Her voice held no judgment, only a quiet sadness and understanding that made his throat tighten painfully. “Wanting to save someone you love doesn’t make you wrong or untrustworthy. It makes you human.” She laid her head against his shoulder. “I’m sorry I can’t help you. But I do trust that you believe you’re doing the right thing.”
The simplicity of her words, the acceptance in them, made something crack open inside his chest, a fissure in the wall he’d built around his heart since that terrible night five years ago when he and Emily had been torn from everything they knew.
“Then I need to ask you something.” He chose his words carefully as she shivered, and he wrapped his arms around her to warm her, hoping she’d stay after he finished. “And I need you to be honest.”
Her eyes met his, steady in the darkness, reflecting pinpoints of starlight. Strands of her loose hair blew across her face and she tucked them behind her ears with fingers that trembled slightly from the cold, or perhaps something else. “Ask.”
“Your father,” Noah began, feeling his way through the question like a man crossing thin ice, the words forming wisps of mist between them. “Have you ever wondered if he might be keeping things from you?
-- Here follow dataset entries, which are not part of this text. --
PR #7215, opened 2022-04-19
Added waiter for set-public-access action before modifying instance.

Kiranmoka:
set-public-access is getting failed if RDS instance is not in available state, added waiter for RDS instance available state before modifying instance.


madhusarma (approved):

abhay2302 (approved):

thisisshi:
my only concern with this is a db instance may be stuck in a modifying or unavailable state for a long period of time, it may be better to update all the resources in an available state first and then use the waiter to do the rest of them

Issue #7131, opened 2022-02-25
docs - Document minimum Python version 


castrojo:
### Describe the bug

c7n removed Python 3.6 support but the docs still mention Python 3.6.

### What did you expect to happen?

Ideally land the doc changes as part of the PR in the first place. 😄 But in the mean time there's a few places we mention Python 3.6, we should scrub those and ensure it's consistent across docs/.

### Cloud Provider

Amazon Web Services (AWS)

PR #7216, opened 2022-04-19
releng - specify subprojects as dev dependencies

ajkerrigan:
**TL;DR:** Add subprojects (`c7n_*` under `tools`) as editable dev dependencies of the top-level `c7n` project, and address consequences of that change.

-----

### The Problem

Today `make install-poetry` runs `poetry install` for each subproject under `tools`. That means rather than working with a single resolved dependency tree for our dev installs, we pit multiple resolved dependency trees against each other. Aside from making dev installs slower, this leads to issues with "flapping" package installations when:

- Packages are conditionally required in some subprojects and always required in others
- Subprojects have different version constraints for the same dependency

The effect is that the total installed package set for a dev install becomes harder to predict and dependent on the order of subproject installs.

### An Alternative

Include subprojects as editable dev dependencies in the top-level c7n project. Let Poetry resolve the full dependency tree from the root, so a single `poetry install` installs all c7n projects. The cost is a much larger root `poetry.lock` file, and some adjustments elsewhere in our dev install and release processes.

### Consequences and Additional Changes

Hoo boy... there are a bunch :sweat_smile: . I don't want to make this PR any more sprawling than it needs to be, but this sort of change has a lot of ripple effects.

- Use `poetry-core` rather than `poetry` as a build system, to comply with PEP-517 and [current Poetry guidelines](https://python-poetry.org/docs/pyproject/#poetry-and-pep-517).

- Specifically, use at least [poetry-core 1.0.8](https://github.com/python-poetry/poetry-core/pull/298) which added support for editable installs based on pyproject.toml rather than requiring setup.py.

- The `make pkg-gen-setup` step resolves editable dev dependencies so they can be included as requirements in a setup.py file. That's helpful for subprojects, which have editable dev dependencies on c7n and/or c7n-org. For the root project, we want to avoid that behavior so installing c7n from PyPI doesn't install the full suite of subpackages.

- By extension, we want to exclude dev dependencies from the root project's exported `requirements.txt` file. **I'm not sure why we were including dev dependencies here in the first place** - @kapilt or @thisisshi may be able to tell if [this](https://github.com/cloud-custodian/cloud-custodian/compare/master...ajkerrigan:releng%2Fsubproject-dev-deps?body=&expand=1#diff-76ed074a9305c04054cdebb9e9aad2d818052b07091de1f20cad0bbac34ffb52L53-R54) is likely to break things.
  - **Update:** Sounds like this was more of a historical artifact. Leaning into Poetry for dev installs *and documenting that* should cover us here.

- Since the root package's `poetry install` includes all subprojects...
  - Use that environment when building docs via `make sphinx`, to avoid some environment-specific issues when building docs (FYI @castrojo - let's make sure this change actually helps make doc builds more reliable)
  -  Avoid creating and populating virtual environments for subprojects - just update the lock file and move on

- Use `pip` rather than `poetry install` during Docker builds. We only want a subset of tools installed in those images, so a full developer install doesn't make sense. During a Docker build we can behave more like an end user, installing only the packages we need via `pip`.

- Update the developer installation guide to reference Poetry rather than Tox. While we're there, remove references to the deadsnakes PPA and Python 3.6 (see also #7131).

- Add a `pkg-build-wheel` Makefile target that is separate from `pkg-publish-wheel`. This allows us to build wheels and locally install them for testing, without accidentally publishing them.

### Open Issues Separate from This PR

- The way we directly invoke `setup.py` to build wheels is deprecated (see also [Why you shouldn't invoke setup.py directly](https://blog.ganssle.io/articles/2021/10/setup-py-deprecated.html)). But because we use some [special magic](https://github.com/cloud-custodian/cloud-custodian/blob/bd66ddff004b24d1026f38dd0afb61ebcb1805ed/tools/dev/poetrypkg.py#L191-L223) when creating a `setup.py`, we need to make sure we don't lose that magic when switching build methods. That's a change for another PR.

- `make pkg-gen-requirements` doesn't seem to export requirements.txt files properly when a dependency appears multiple times in a `poetry.lock` file, and only some of those occurrences have Python version constraints. python-poetry/poetry-plugin-export#30 seems to cover the issue. That's a bit off-track from this PR, though smoother pyproject.toml-based installations should mean we have less need of exported requirements files.


kapilt:
dev deps in requirements was to support older dev setup docs, we shoould update those to reflect use of poetry for dev

ajkerrigan:
Note to anyone who may be looking at the changes here, this [filtered change set](https://github.com/cloud-custodian/cloud-custodian/pull/7216/files?file-filters%5B%5D=.ini&file-filters%5B%5D=.py&file-filters%5B%5D=.rst&file-filters%5B%5D=.toml&file-filters%5B%5D=No+extension&show-viewed-files=true&w=1) hides the noisy updates to `poetry.lock` and `requirements.txt` files. Those updates are relevant, but make an already large set of changes even more tedious to review.

kapilt:
one concern that came up for me on this is the poor behavior of some dependencies of various providers on particular platforms, as an example grpc python had poor support for linux arm64 for years, and that seems to be repeating itself with Mac m1 support. another example is the lack of support for python 3.11 (beta) in some packages. The concern is that could prevent contributions on unrelated providers or core.

ajkerrigan:
I think this was a useful exploratory spike, but as a single PR it's too much to review or land confidently. Closing this, and will use some of the feedback/discussion it generated to guide smaller PRs or proposals.

Notable high-level considerations:

* The poetry 1.2 pre-releases (latest as of this writing being [1.2.0b2](https://github.com/python-poetry/poetry/releases/tag/1.2.0b2)) support [dependency groups](https://python-poetry.org/docs/master/managing-dependencies/#dependency-groups) which seem like a promising way to maintain a default set of installed packages and additional sets of optional deps that are all resolved in a single dependency tree and lock file.
* Poetry [plugins](https://python-poetry.org/docs/master/plugins/) may provide a way to iterate on what we're doing with `poetrypkg.py` today, and potentially avoid the need to build setup.py files in the first place.

PR #7218, opened 2022-04-20
aws - metrics - include days prop in cache key

kentnsw:
As noted in c7n/filters/metrics.py 6 years ago, the key could be problematic.
```
            # Note this annotation cache is policy scoped, not across
            # policies, still the lack of full qualification on the key
            # means multiple filters within a policy using the same metric
            # across different periods or dimensions would be problematic.
            key = "%s.%s.%s.%s" % (self.namespace, self.metric, self.statistics, str(self.days))
```

When comes to filters like these, it's an issue. This PR is to make the below filters work.
```
  no-connections: &no-connections
    type: metrics
    name: DatabaseConnections
    value: 0
    op: le
    statistics: Maximum
    missing-value: 0

  no-connections-now: &no-connections-now
    <<: *no-connections
    days: 0.04 # 1 hour
    period: 300 # seconds

  no-connections-today: &no-connections-today
    <<: *no-connections
    days: 1
    period: 3600 # 1 hour
```

### DIFF
--- a/c7n/filters/metrics.py
+++ b/c7n/filters/metrics.py
@@ -124,7 +124,7 @@ class MetricsFilter(Filter):
     }
 
     def process(self, resources, event=None):
-        days = self.data.get('days', 14)
+        self.days = days = self.data.get('days', 14)
         duration = timedelta(days)
 
         self.metric = self.data['name']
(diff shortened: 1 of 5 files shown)


ajkerrigan (approved):
This looks good to me, thanks for the fix! :+1:

PR #7221, opened 2022-04-22
slack_delivery: Allow using email address in tag's value 

fivetran-kirillkobylyanskiy:
### General Idea

If someone specifies the E-Mail address in the resource tag, the lambda will just silently fails. The doc says: "Delivery via tag has been tested with webhooks but should support all delivery methods." However, currently it expects only channel name.

So I made a little adjustment to be able to send message to a person if he's listed in some tag.
```
actions:
      - type: notify
        slack_template: slack_default
        slack_msg_color: good
        to:
          - slack://tag/owner
          - slack://tag/channel
```
where tags could be: `{"owner": "foo@bar.com"}`, `{"channel": "incidents"}`.

### Tests

I didn't see the mocked function for `retrieve_user_im` function, so I skipped this part. It seems like there aren't tests for the simple way to send messages directly  as well - `slack://foo@bar.com `.


fivetran-kirillkobylyanskiy:
Hi guys! Any updates on this? @ajkerrigan I saw your recent commits, maybe you know how to make this merged faster?

fivetran-kirillkobylyanskiy:
Anyone?

ajkerrigan:
Hey @fivetran-kirillkobylyanskiy - apologies for the delay here but thanks for the contribution! Including a documentation update is always welcome :). I'll have to take a deeper look at this, especially getting some tests in like you mentioned. One concern I have is the potential for confusion between the `slack://tag/owner` example you added and the existing `slack://owners` target which looks up owner information using tags specified in the mailer configuration. It's possible that both are valuable, but we've historically left it up to the centralized mailer config to specify a set of owner tags rather than leaving it up to each individual policy.

fivetran-kirillkobylyanskiy:
@kapilt @ajkerrigan

flyingh0rse:
Would love to have this feature

kapilt (approved):
thanks, lgtm

Issue #7188, opened 2022-03-29
support `copy-related-tag` when related resource is not a first-class resource type


tjstansell:
### Describe the feature

I'd like to copy tags from related resources, where the related resource might not be a first-class resource in cloud-custodian.  I should be able to pass it an ARN of a resource and it could query the tags for that resource using the `resourcegroupstaggingapi`.  There's no reason why we need full support for a resource just to query the tags to copy them.  The resource that is getting tags applied to it, however, would likely need full support.

Perhaps there are use-cases where you might want to query the `resourcegroupstaggingapi` directly as a first-class resource, filtering results only by tags or ARN, and then modifying tags.  If this were the case, then `copy-related-tag` could be used as-is with `resourcegroupstaggingapi` as the resource type:
```
  - name: run-ec2-auto-propagate-image-builder-tags
    resource: ec2
    comment: |
      Image builder does not propagate all tags to ec2 instances used to build the
      image.  So, we try to auto-propagate tags from the image builder definition.
    mode:
      type: cloudtrail
      events:
        - RunInstances
      delay: 5
    filters:
      - type: event
        key: detail.sourceIPAddress
        value: imagebuilder.amazonaws.com
      - "tag:Ec2ImageBuilderArn": not-null
    actions:
      - type: copy-related-tag
        resource: resourcegroupstaggingapi      # <-- instead of missing `imagebuilder` resource type
        key: "tag:Ec2ImageBuilderArn"
        tags: '*'
```

thisisshi:
@tjstansell i've started work on that over in #7223 let me know if that looks about right

PR #7223, opened 2022-04-25
aws - tags - copy-related-tag using resourcegroupstaggingapi, support tags as key

thisisshi:
closes: https://github.com/cloud-custodian/cloud-custodian/issues/7188

Sample Policy:

```yaml
policies:
  - name: copy-from-instance-profile
    resource: aws.ec2
    actions:
      - type: copy-related-tag
        resource: resourcegroupstaggingapi
        skip_missing: true
        key: "IamInstanceProfile.Arn"
        tags: '*'
  - name: copy-from-tag
    resource: aws.ec2
    actions:
      - type: copy-related-tag
        resource: resourcegroupstaggingapi
        skip_missing: true
        key: "tag:test"
        tags: '*'
```

todo:
- [x] tests
- [x] docs


c7n/tags.py
```diff
@@ -1032,15 +1054,26 @@ def validate(self):
 
     def process(self, resources):
         related_resources = []
-        for rrid, r in zip(jmespath.search('[].[%s]' % self.data['key'], resources),
+        search_path = "[].[%s]" % self.data['key']
```
ajkerrigan, line 1057: nit: looks like this could go in an else below, since it'll be redefined for the `tag:` case

c7n/tags.py
```diff
@@ -1101,6 +1134,26 @@ def get_resource_tag_map(self, r_type, ids):
             for r in manager.get_resources(list(ids))
         }
 
+    def get_resource_tag_map_universal(self, ids):
+        related_region = None
+        ids = list(ids)
+        if ids:
+            if ids[0].startswith('arn:aws:iam'):
```
ajkerrigan, line 1141: this seems like a reasonable way to work around the fact that we can't check for the resource type's `global_resource` property. i see a few other global resource types (account, support, shield, route53), but as far as i can tell none of them are relevant for this action. guessing you went through the same review :) :+1:

ajkerrigan (approved):
looks good, thanks! :+1:

c7n/tags.py
```diff
@@ -998,6 +998,25 @@ class CopyRelatedResourceTag(Tag):
...
+
+    :example:
+
+    .. code-block:: yaml
+
+            policies:
+                - name: copy-tags-from-unsupported-resource
+                  resource: ebs-snapshot
+                  actions:
+                    - type: copy-related-tag
```
kapilt, line 1015: is this example complete?, it doesn't logically follow where the tags are being copied from.

thisisshi: Yes, the resource that the tags would be pulled from is the arn found in the tag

Important things?”
Skye’s gaze didn’t waver, but something shifted in her expression, a flicker of doubt perhaps? But in whom? Him? Or her father? The muscles in her jaw tightened, and he noticed the small pulse point visible at her temple. “Are you asking that to press your point about the portals?”
Her voice was barely audible over the distant shriek of a night bird.
“I’m asking because nothing about this place makes sense.” Noah gestured to the fortress below them. “The artifacts that seem to come from nowhere, from no craft or skill I’ve ever seen. The way he keeps you isolated, protected from... what, exactly? The way people come seeking help, like us, and are turned away.” He leaned closer and dropped his voice to a whisper, creating a small space of warmth between them. “And you, you’re too intelligent not to have noticed the inconsistencies.”